PR #193, opened 2024-03-18
feat: ensure successful round-trip of RON

Eh2406:
cc https://github.com/ron-rs/ron/issues/530

When using the new format our benchmark files could not be read. Apparently this is going to be fixed in the next version of the RON dep. For now use the prerelease version.

### DIFF
--- a/src/range.rs
+++ b/src/range.rs
@@ -862,7 +862,8 @@ pub mod tests {
 
     proptest! {
 
-        // Testing negate ----------------------------------
+        // Testing serde ----------------------------------
+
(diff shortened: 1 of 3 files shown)


src/range.rs
```diff
@@ -863,6 +863,13 @@ pub mod tests {
     proptest! {
 
         // Testing negate ----------------------------------
```
mpizenberg: This "Testing negate" comment section should probably move after the serde round trip test.

Eh2406: Good call.

konstin (approved):

PR #194, opened 2024-03-22
Update priority queue

konstin:
I've been looking at duplicate dependencies in our tree and priority-queue 1 was pulling in old versions of indexmap and hashbrown, so i've updated all dependencies.

### DIFF
--- a/Cargo.toml
+++ b/Cargo.toml
@@ -21,18 +21,18 @@ include = ["Cargo.toml", "LICENSE", "README.md", "src/**", "tests/**", "examples
 
 [dependencies]
 indexmap = "2.0.2"
-priority-queue = "1.1.1"
+priority-queue = "2.0.2"
 thiserror = "1.0"
 rustc-hash = "1.1.0"
 serde = { version = "1.0", features = ["derive"], optional = true }
 log = "0.4.14" # for debug logs in tests
 
 [dev-dependencies]
-proptest = "0.10.1"
-ron = "0.6"
+proptest = "1.4.0"
+ron = "0.8.1"
 varisat = "0.2.2"
 criterion = "0.5"
-env_logger = "0.9.0"
+env_logger = "0.11.3"
 
 [[bench]]
 name = "large_case"


Cargo.toml
```diff
@@ -21,18 +21,18 @@ include = ["Cargo.toml", "LICENSE", "README.md", "src/**", "tests/**", "examples
 
 [dependencies]
 indexmap = "2.0.2"
-priority-queue = "1.1.1"
```
Eh2406, line 24: Change log at https://github.com/garro95/priority-queue?tab=readme-ov-file#changes which all seem reasonable.

Cargo.toml
```diff
@@ -21,18 +21,18 @@ include = ["Cargo.toml", "LICENSE", "README.md", "src/**", "tests/**", "examples
...
+priority-queue = "2.0.2"
 thiserror = "1.0"
 rustc-hash = "1.1.0"
 serde = { version = "1.0", features = ["derive"], optional = true }
 log = "0.4.14" # for debug logs in tests
 
 [dev-dependencies]
-proptest = "0.10.1"
```
Eh2406, line 31: Change log at https://github.com/proptest-rs/proptest/blob/master/proptest/CHANGELOG.md#100 which all seem reasonable.

Cargo.toml
```diff
@@ -21,18 +21,18 @@ include = ["Cargo.toml", "LICENSE", "README.md", "src/**", "tests/**", "examples
...
-ron = "0.6"
```
Eh2406, line 32: Change log at https://github.com/ron-rs/ron/blob/master/CHANGELOG.md#060---2020-05-21 which all seems reasonable. Although we also could use a bug fix from prerelease of `0.9`, but I have a separate PR for that.

Cargo.toml
```diff
@@ -21,18 +21,18 @@ include = ["Cargo.toml", "LICENSE", "README.md", "src/**", "tests/**", "examples
...
+proptest = "1.4.0"
+ron = "0.8.1"
 varisat = "0.2.2"
 criterion = "0.5"
-env_logger = "0.9.0"
```
Eh2406, line 35: Change log at https://github.com/rust-cli/env_logger/blob/main/CHANGELOG.md#090----2022-07-14 which I don't entirely understand but seemed reasonable.

Eh2406 (approved):

Eh2406:
The commit message needs to follow conventional commits in order to successfully merge.

konstin:
Sorry, fixed

konstin:
Is there a reason there is no "chore" label for commits?

Eh2406:
Not a good one that I understand. If you would like to add it to the CI go ahead and do so.

PR #196, opened 2024-03-22
Add dependabot

konstin:
Weekly updates for dependabot and cargo dependencies as PRs. This is the same configuration we are using in uv minus the automatic label: Feel to edit the interval if you prefer something else.

### DIFF
--- a/.github/dependabot.yml
+++ b/.github/dependabot.yml
@@ -1,0 +1,16 @@
+version: 2
+updates:
+  - package-ecosystem: "github-actions"
+    directory: "/"
+    schedule:
+      interval: "weekly"
+    groups:
+      artifacts:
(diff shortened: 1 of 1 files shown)


Eh2406 (approved):
We can give this a try and see how it goes. We may need to adjust grouping or customize the commit messages, but we can figure that out as the PR's come in.

zanieb:
There's currently no grouping which is more work but gives you discrete commits if there's a regression. I prefer more work merging but am not opposed to grouping here :)

Eh2406:
Looks like our CI want `type must be one of [build, ci, docs, feat, fix, perf, refactor, release, revert, style, test] [type-enum]` not `chore`. :-( And same on the other PRs.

________________________

--- TASK BRIEF ---
Using the data above, show each line where "chore" occurs.

--- ANSWER TO THIS TASK ---
Is there a reason there is no "chore" label for commits?
Looks like our CI want `type must be one of [build, ci, docs, feat, fix, perf, refactor, release, revert, style, test] [type-enum]` not `chore`. :-( And same on the other PRs.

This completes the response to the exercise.